To begin with, brains are surprisingly complex — much more complex, and much more powerful, than the most advanced computers. Remember the exercises in your kindergarten workbooks? What's wrong with this picture? Which snowman is different? Which object doesn't belong? The smartest computers in the world can't do these as well as you could when you were 5.

Scientists have been studying brains seriously for about 70 years — but not necessarily human brains. They've used microelectrodes to measure electrical activity in the brain cells of animals such as squid, snails, insects, and rodents. They've gathered enough information about brain cells to fill several encyclopedias. But they still don't know why brains are so good at getting and using information.

"Neurobiologists" (scientists who study brains) have learned a lot about the complicated cells that make up brains — they're called "neurons." The human brain is made of some 10 trillion neurons; each neuron branches out to communicate with as many as 150,000 other neurons; neurons pass along information in the form of small electrical charges — these things we know.

Animal brains, including ours, are composed of networks of fantastically complex cells called " neurons " (also known as nerve cells). Each neuron has an axon, a fiber that sends messages to other neurons. Individual neurons can't think, but networks of neurons can.

But how does your brain turn electrical signals into vision. Where do you "see" the images that enter your eyes? Which parts of your brain do algebra? Which parts allow you to play the guitar, tap your foot, and sing, all at the same time? How do we form beliefs, ideas, decisions?

A lot of people would like to know, including medical researchers who want to solve health problems; people in business and industry who want to better computers and robots; and military planners who want smarter weapons.

In 1997, the U.S. Department of Defense announced it would spend millions of dollars on brain research in the next decade. One spokesperson said he hoped that within five years scientists would be able to build a missile that could find its way around as well as a bumblebee.

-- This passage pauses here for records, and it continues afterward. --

PR #2329, opened 2023-02-14
feat: replace sharp

Julusian:
The aim was to remove the large dependency, but it ended up also being a performance improvement. Not a big enough speed increase to be noticable, but its nice to know its there.

I started off intending to only replace the scaling from sharp. But after giving it a test, the `rotateBuffer` implementation is really slow compared to doing it in this library, so makes sense to replace too.

`@julusian/image-rs` is a minimal wrapper around https://github.com/image-rs/image. I chose this as the base as I wanted something compiled and with minimal complexity for producing builds. Currently it is fairly minimal in api, intended to provide only what we need. This could be extended to some image encoding/decoding, or more colour formats if wanted in the future.

```
companion rotate x 8,538 ops/sec ±4.65% (69 runs sampled)
@julusian/image-rs rotation x 34,966 ops/sec ±10.80% (71 runs sampled)

@julusian/image-rs scaling x 864 ops/sec ±4.55% (70 runs sampled)
@julusian/image-rs scaling async x 909 ops/sec ±2.09% (75 runs sampled)
sharp x 498 ops/sec ±1.79% (81 runs sampled)
```


Julusian:
I still think this is a good idea, so I'm going to merge this to develop where it can get a bit more testing, and be part of 3.1

PR #1789, opened 2016-03-22
fixed issues with xpaas docs markup

vikram-redhat:


vikram-redhat:
No rev history or labels applied as it is quick fix to update the markup issues with xPaaS docs.

PR #1797, opened 2016-03-22
Bug 1286858, Documented the infra region

ahardin-rh:
https://bugzilla.redhat.com/show_bug.cgi?id=1286858

@adellape PTAL. Thanks!

### DIFF
--- a/install_config/install/advanced_install.adoc
+++ b/install_config/install/advanced_install.adoc
@@ -146,6 +146,14 @@ invalid if used. These values override other settings in node configuration
 which may cause invalid configurations. Example usage:
 *{'image-gc-high-threshold': ['90'],'image-gc-low-threshold': ['80']}*.
 
+|`*openshift_router_selector*` 
+|Default node selector for automatically deploying router pods. See
+link:#configuring-node-host-labels[Configuring Node Host Labels] for details.
+
+|`*openshift_registry_selector*`
+|Default node selector for automatically deploying registry pods. See
+link:#configuring-node-host-labels[Configuring Node Host Labels] for details.
+
 |===
 
 [[configuring-cluster-variables]]
@@ -303,15 +311,40 @@ link:../../architecture/core_concepts/pods_and_services.html#labels[labels] to
 node hosts during the Ansible install by configuring the *_/etc/ansible/hosts_*
 file. Labels are useful for determining the placement of pods onto nodes using
 the link:../../admin_guide/scheduler.html#configurable-predicates[scheduler].
+Other than *region=infra* (discussed below), the actual label names and values
+are arbitrary and can be assigned however you see fit per your cluster's
+requirements.
 
 To assign labels to a node host during an Ansible install, use the
 `*openshift_node_labels*` variable with the desired labels added to the desired
-node host entry in the *[nodes]* section. For example:
+node host entry in the *[nodes]* section. In the following example, labels are
+set for a region called *primary* and a zone called *east*:
 
 ====
 ----
 [nodes]
 node1.example.com openshift_node_labels="{'region': 'primary', 'zone': 'east'}"
+----
+====
+
+The `*openshift_router_selector*` and `*openshift_registry_selector*` Ansible
+settings are set to *region=infra* by default:
+
+====
+----
+# default selectors for router and registry services
+# openshift_router_selector='region=infra'
+# openshift_registry_selector='region=infra'
+----
+====
+
+The default router and registry will be automatically deployed if nodes exist
+that match the selector settings above. For example:
+
+====
+----
+[nodes]
+node1.example.com openshift_node_labels="{'region':'infra','zone':'default'}"
 ----
 ====
 
@@ -337,6 +370,7 @@ master. For example:
 master.example.com openshift_node_labels="{'region':'infra','zone':'default'}" openshift_schedulable=false
 ----
 ====
+
 
 [[advanced-install-session-options]]
 


install_config/install/advanced_install.adoc
```diff
@@ -315,6 +315,23 @@ node1.example.com openshift_node_labels="{'region': 'primary', 'zone': 'east'}"
...
+====
+----
+# default selectors for router and registry services
+# openshift_router_selector='region=infra'
+# openshift_registry_selector='region=infra'
+----
+====
+
+The default router and registry are automatically deployed. The default label is
+`*region=infra*`. In all other aspects, this is a normal node. Not all nodes are
```
brenton: The router / registry will only be automatically deploy if Nodes exist with labels that match the selector settings above.  Here's an example of how ansible labels can apply labels to Nodes: https://github.com/openshift/openshift-ansible/blob/master/inventory/byo/hosts.ose.example#L289

ahardin-rh: @brenton Thanks! Made some edits. PTAL and let me know if it's clearer.

install_config/install/advanced_install.adoc
```diff
@@ -315,6 +315,34 @@ node1.example.com openshift_node_labels="{'region': 'primary', 'zone': 'east'}"
 ----
 ====
 
+Nodes should have a label signifying the router. The registry should be
+installed on them. For example:
```
brenton: This part sounds confusing to me.  Nodes have labels that often indicate their region.  A convention is to set the 'region=infra' label for the router and registry selector.

ahardin-rh:
@bfallonf @tpoitras @tnguyen-rh PTAL as well. Thanks!

install_config/install/advanced_install.adoc
```diff
@@ -315,6 +315,34 @@ node1.example.com openshift_node_labels="{'region': 'primary', 'zone': 'east'}"
...
+----
+# default selectors for router and registry services
+# openshift_router_selector='region=infra'
+# openshift_registry_selector='region=infra'
+----
+====
+
+The default label is `*region=infra*`. In all other aspects, this is a normal
+node. Not all nodes are running mission-critical containers. While a node
+labeled `*dev*` might be rebooted or deleted at any time, the `*infra*` nodes
```
tnguyen-rh: A label comprises key and value, so "labelled *dev*" is incomplete (likewise, naked *infra*).  For the latter, i suppose the key would be *region* (thus, "the `*region=infra*` nodes").  Maybe the same key is used for *dev*, but i'm guessing not.

tnguyen-rh:
@ahardin-rh One small clarification required, otherwise LGTM.

ahardin-rh:
@tnguyen-rh Fixed. Thanks!

install_config/install/advanced_install.adoc
```diff
@@ -315,6 +315,34 @@ node1.example.com openshift_node_labels="{'region': 'primary', 'zone': 'east'}"
 ----
 ====
 
+Nodes have labels that often indicate their region. A convention is to set the
+`*region=infra*` label for the router and registry selector. For example:
```
bfallonf: @ahardin-rh I think the default setting is a little confused here. Above, you're telling the reader to set the region=infra label for the router and registry, but below, you're telling them that nodes have the label by default. Should the below say "All new nodes will have the *region=infra* label by default"?

bfallonf:
@ahardin-rh One question, but otherwise looks good!

install_config/install/advanced_install.adoc
brenton: Nodes only receive labels today if you explicitly add them in the inventory using `openshift_node_labels` as described below.  `region=infra` is the default selector and if you create Nodes with that selector then the router and registry will be installed.

install_config/install/advanced_install.adoc
```diff
@@ -315,6 +315,34 @@ node1.example.com openshift_node_labels="{'region': 'primary', 'zone': 'east'}"
...
+====
+----
+# default selectors for router and registry services
+# openshift_router_selector='region=infra'
+# openshift_registry_selector='region=infra'
+----
+====
+
+The default label is `*region=infra*`. In all other aspects, this is a normal
+node. Not all nodes are running mission-critical containers. While a node
```
brenton: This is probably the section that @bfallonf is getting confused by.  We're talking about label selectors and then the phrase 'this is a normal node' is used.  That seems out of place.  I would simply say something like, "If `openshift_node_labels` on a Node includes a label that matches the router or registry selector those services will be deployed by ansible."

brenton: Looking again I would say this paragraph could simply be removed.  The following one covers everything I just mentioned.

ahardin-rh:
@bfallonf @brenton Thanks! Made some updates per your comments.

install_config/install/advanced_install.adoc
```diff
@@ -315,6 +315,30 @@ node1.example.com openshift_node_labels="{'region': 'primary', 'zone': 'east'}"
...
+selector. If you create nodes with that selector, then the router and registry
+will be installed.
+
+====
+----
+# default selectors for router and registry services
+# openshift_router_selector='region=infra'
+# openshift_registry_selector='region=infra'
+----
+====
```
bfallonf: @ahardin-rh Sorry, i should have picked up on this yesterday, but is the "default selectors for router and registry services" statement supposed to be a uncommented meant for context? The other two lines are commands for the reader to run, right? If this is all true, the I think that line can probably be removed. The para above is stating that anyway.

bfallonf:
@ahardin-rh Sorry, one more comment :pineapple:

install_config/install/advanced_install.adoc
brenton: Those lines are likely taken directly from the configuration file.  It's common for configuration files to show the defaults by comments.  That way should an admin wish to change them they simply uncomment the line and then change the value.  If they don't change the value then there really isn't any point to uncomment them.  Personally, I would leave these lines as is.

ahardin-rh: Thanks, @bfallonf and @brenton  I will leave the lines as is per Brenton's comment.

ahardin-rh:
@brenton @bfallonf made a few edits per conversation with @adellape. This should be clearer/less redundant now. PTAL. Thanks!

ahardin-rh:
@brenton Did openshift_router_selector and openshift_registry_selector start working with 3.1? Thanks!

brenton:
@ahardin-rh, I know we didn't have them in 3.0.  How exact do you need the answer to be?  I'm not sure if it was 3.1 or 3.1.1.

ahardin-rh:
@brenton perfect. Thanks for clarifying!

ahardin-rh:
[rev_history]
|link:../install_config/install/advanced_install.html[Advanced Installation]
|Added information about *region=infra* to the link:../install_config/install/advanced_install.html#configuring-node-host-labels[Configuring Node Host Labels] section and added `*openshift_router_selector*` and `*openshift_registry_selector*` to the link:../install_config/install/advanced_install.html#configuring-host-variables[Host Variables] table.
%

anpingli:
The installing Ansible version  should be 1.8.4 to 1.9.x.  I don't think we support Ansible 2.0 and later now.

PR #1800, opened 2016-03-23
Unit for ES_RAM is not specified and default is incorrect

akram:
Unit for ES_RAM is not specified and default is incorrect


ahardin-rh:
@akram sorry for the delay on this and thank you! I am closing this in favor of https://github.com/openshift/openshift-docs/pull/2243.

PR #1808, opened 2016-03-24
Document Puma's performance tuning

mnagy:
Original sti-ruby pull: https://github.com/openshift/sti-ruby/pull/96
Trello card: https://trello.com/c/kvzlecgq/853-5-tune-ruby-based-on-memory-limits-evg

### DIFF
--- a/using_images/s2i_images/ruby.adoc
+++ b/using_images/s2i_images/ruby.adoc
@@ -96,6 +96,12 @@ and ruby gem installation. The application assets are only compiled if
 Asset compilation only happens when the application runs in a production
 environment. Therefore, you can use this variable when assets have already been
 compiled.
+
+|`*PUMA_MIN_THREADS*`, `*PUMA_MAX_THREADS*`
+|Indicates the minimum and maximum threads that will be available in https://github.com/puma/puma[Puma]'s thread pool.
+
+|`*PUMA_WORKERS*`
+|Indicates the number of worker processes that will be launched. See documentation on Puma's https://github.com/puma/puma#clustered-mode[clustered mode]. If not explicitly set, the default behavior sets `*PUMA_WORKERS*` to an appropriate value for the memory available to the container and the number of cores on the host.
 |===
 
 [[ruby-hot-deploy]]


mfojtik:
@mnagy @bparees since this is openshift documentation, I would like to see an example YAML of how I can tweak these settings... does it make sense?

bparees:
@mfojtik i dunno, i think i'd rather see us reference existing docs on how to set env variables in a deploymentconfig, than duplicating yaml in every image doc.

using_images/s2i_images/ruby.adoc
```diff
@@ -96,6 +96,13 @@ and ruby gem installation. The application assets are only compiled if
 Asset compilation only happens when the application runs in a production
 environment. Therefore, you can use this variable when assets have already been
 compiled.
+
+|`*PUMA_MIN_THREADS*`, `*PUMA_MAX_THREADS*`
+|These variables indicate the minimum and maximum threads that will be available
```
bparees: duplicated line?

using_images/s2i_images/ruby.adoc
```diff
@@ -96,6 +96,13 @@ and ruby gem installation. The application assets are only compiled if
...
+|These variables indicate the minimum and maximum threads that will be available in link:https://github.com/puma/puma[Puma]'s thread pool.
+
+|`*PUMA_WORKERS*`
+|This variable indicate the number of worker processes that will be launched. See documentation on Puma's link:https://github.com/puma/puma#clustered-mode[clustered mode].
```
bparees: s/indicate/indicates/

Also you can remove "This variable/These variables" from all these descriptions, so it would just read "Indicates the number of....."

using_images/s2i_images/ruby.adoc
```diff
@@ -117,6 +124,40 @@ link:../../dev_guide/environment_variables.html#set-environment-variables[the
...
 
+== Performance tuning
+You can tune the number of threads per worker using the
+`*PUMA_MIN_THREADS*` and `*PUMA_MAX_THREADS*` environment variables.
+Additionally, the number of worker processes is determined by the number of CPU
+cores that the container has available, as recommended by
+link:https://github.com/puma/puma[Puma]'s documentation. This is determined using
+the cgroup link:https://www.kernel.org/doc/Documentation/cgroup-v1/cpusets.txt[cpusets]
+subsystem. You can specify the cores that the container is allowed to use by passing
+the `--cpuset-cpus` parameter to the link:http://docker.io[Docker] run command:
```
bparees: we shouldn't be talking about docker run'ing images in the openshift-docs.  we should only doc things that are relevant to using the image in openshift.

using_images/s2i_images/ruby.adoc
```diff
@@ -117,6 +124,40 @@ link:../../dev_guide/environment_variables.html#set-environment-variables[the
...
+
+----
+$ docker run -e PUMA_MAX_THREADS=32 --cpuset-cpus='0-2,3,5' -p 8080:8080 sinatra-app
```
bparees: this would be fine in the sti-ruby repo readme, but not here.

using_images/s2i_images/ruby.adoc
```diff
@@ -117,6 +124,40 @@ link:../../dev_guide/environment_variables.html#set-environment-variables[the
...
+container is computed using the following formula:
+
+----
+50 + 15 * WORKERS + 0.125 * WORKERS * PUMA_MAX_THREADS
+----
+
+You can specify a memory limit using the `--memory` flag:
+
+----
+$ docker run -e PUMA_MAX_THREADS=32 --memory=300m -p 8080:8080 sinatra-app
```
bparees: same thing here.

we should be talking about resource limits/quota, not docker command args

mnagy:
I've struggled about how to make the tuning section relevant for OpenShift, but in the end decided that it would be better to just throw the changes away and make it simple. The end-user doesn't have direct control over the number of cores available on the node running his pod anyway.

using_images/s2i_images/ruby.adoc
```diff
@@ -96,6 +96,12 @@ and ruby gem installation. The application assets are only compiled if
 Asset compilation only happens when the application runs in a production
 environment. Therefore, you can use this variable when assets have already been
 compiled.
+
+|`*PUMA_MIN_THREADS*`, `*PUMA_MAX_THREADS*`
+|Indicates the minimum and maximum threads that will be available in link:https://github.com/puma/puma[Puma]'s thread pool.
+
+|`*PUMA_WORKERS*`
+|Indicates the number of worker processes that will be launched. See documentation on Puma's link:https://github.com/puma/puma#clustered-mode[clustered mode]. This defaults to the number of cores available on the node.
```
bparees: Should mention something about this being also memory based.  doesn't have to be complicated, but:  "If not explicitly set, the default behavior sets PUMA_WORKERS to an appropriate value for the memory available to the container and the number of cores on the host"

mnagy:
That's great, thanks! Updated.

bparees:
lgtm

using_images/s2i_images/ruby.adoc
```diff
@@ -96,6 +96,12 @@ and ruby gem installation. The application assets are only compiled if
 Asset compilation only happens when the application runs in a production
 environment. Therefore, you can use this variable when assets have already been
 compiled.
+
+|`*PUMA_MIN_THREADS*`, `*PUMA_MAX_THREADS*`
+|Indicates the minimum and maximum threads that will be available in link:https://github.com/puma/puma[Puma]'s thread pool.
```
tpoitras: Since it's a link to an external site, you don't need "link:" in the markup for the Puma link, as per https://github.com/openshift/openshift-docs/blob/master/contributing_to_docs/doc_guidelines.adoc#links-to-external-websites

tpoitras: Are there any limits on the number that can be specified for each variable? Or is it valid as long as PUMA_MIN_THREADS < PUMA_MAX_THREADS ?

using_images/s2i_images/ruby.adoc
```diff
@@ -96,6 +96,12 @@ and ruby gem installation. The application assets are only compiled if
...
+
+|`*PUMA_WORKERS*`
+|Indicates the number of worker processes that will be launched. See documentation on Puma's link:https://github.com/puma/puma#clustered-mode[clustered mode]. If not explicitly set, the default behavior sets `*PUMA_WORKERS*` to an appropriate value for the memory available to the container and the number of cores on the host.
```
tpoitras: Since it's a link to an external site, you don't need "link:" in the markup for the Puma link, as per https://github.com/openshift/openshift-docs/blob/master/contributing_to_docs/doc_guidelines.adoc#links-to-external-websites

using_images/s2i_images/ruby.adoc
mnagy: There are no limits. And I think min thread doesn't necessarily need to be lower than max. It is certainly valid that they are equal, that will cause the number of threads to be exactly that number at all times. I suspect that if min > max, the result will be the same. In any case, we only validate that those values are numbers and if they are, we just pass them to Puma and let it handle the rest.

mnagy:
Removed redundant `link:`'s, PTAL

using_images/s2i_images/ruby.adoc
```diff
@@ -96,6 +96,12 @@ and ruby gem installation. The application assets are only compiled if
 Asset compilation only happens when the application runs in a production
 environment. Therefore, you can use this variable when assets have already been
 compiled.
+
+|`*PUMA_MIN_THREADS*`, `*PUMA_MAX_THREADS*`
+|Indicates the minimum and maximum threads that will be available in https://github.com/puma/puma[Puma]'s thread pool.
+
+|`*PUMA_WORKERS*`
+|Indicates the number of worker processes that will be launched. See documentation on Puma's https://github.com/puma/puma#clustered-mode[clustered mode]. If not explicitly set, the default behavior sets `*PUMA_WORKERS*` to an appropriate value for the memory available to the container and the number of cores on the host.
```
tpoitras: How is clustered mode related? Are worker processes always launched in clustered mode?

tpoitras:
A small question of context for the link to the puma docs, other than that LGTM. :octocat:

using_images/s2i_images/ruby.adoc
mnagy: Clustered mode is when Puma's running more than two processes.

mnagy:
@tpoitras sorry, this fell through the cracks, just now noticed your question :(

mnagy:
@tpoitras ping?

adellape:
@mnagy LGTM. Is this applicable for images available for both OSE 3.2 and 3.1? Trying to figure out which docs to pick this into.

@tpoitras Since you added the `to_followup`, I'll leave the follow up (or removal of the label) to you. :space_invader:

vikram-redhat:
Removing to_followup.

PR #1811, opened 2016-03-25
removed references to global pod definitions, changed to 'pod-level'

jeffvance:
Minor changes to nfs doc per a comment by @pmorie.
@adellape PTAL


adellape:
:+1:

adellape:
revhistory not needed because it will go in a the same time as https://github.com/openshift/openshift-docs/pull/1726, which has a revhistory note.

PR #1813, opened 2016-03-25
Wrong location of registry.crt and registry.key 

Jooho:
Change the location of registry.crt and registry.key to /etc/secrets at step3,4 in 'Securing the Registry' chapter. This doc set secret-volume to '/etc/secrets/' but it does not specify the location when it creates new crt/key and it creates secrets. Therefore, it does not work if I just follow the doc.


ahardin-rh:
@Jooho Thanks! Looks like we took care of this in April:
https://github.com/openshift/openshift-docs/commit/4ea3fde64bf8369246a28224b375a50658adef6a

PR #1100, opened 2015-10-21
Docs about deleting tags

0xmichalis:
@soltysh PTAL

Depends on https://github.com/openshift/origin/pull/4120 and https://github.com/openshift/origin/pull/5319

PR #1641, opened 2016-02-23
Fixed errors from GH issue 1294

bfallonf:
A few errors from #1294, as well as some basic edits.

I'll ask for an ack on the GH issue.

PR #1825, opened 2016-03-29
Followup edits to #1100

bfallonf:
Basic followup edits to #1100 , and the little bit above the addition.

@adellape  Good to merge if there's no comments. Encountered that problem with the 4 ='s causing issues with the admonition.


adellape:
LGTM, merging.

> Encountered that problem with the 4 ='s causing issues with the admonition.

@bfallonf How so? I don't recall the issue.

bfallonf:
@adellape We talked about it in #1641 . Having an example command (eg, something using 4 ='s) inside of an admonition makes it render kinda off.

PR #1830, opened 2016-03-29
fix typo

wanghaoran1988:
when a container with request set and no limit set, if it uses more memory than requested, it will not be killed .....


tnguyen-rh:
@wanghaoran1988 
I believe the current text is correct.  The previous paragraph describes the "more than requested" case and the paragraph in question describes the "less than requested case".
@derekwaynecarr 
Could you please confirm?

derekwaynecarr:
The current text is correct, this PR should be closed.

"No way," says James Bower, a leading neurobiologist. Not in our lifetime.

In the summer of 1997, President Bush declared the 1990s The Decade of the Brain — a pledge that calls to mind President Kennedy's vow to put an American on the moon by the end of the 1960s. But traveling to the moon may have been much easier than exploring the space inside our heads. Certainly most neurobiologists expect to be scratching their heads over brains long after the end of the 1990s.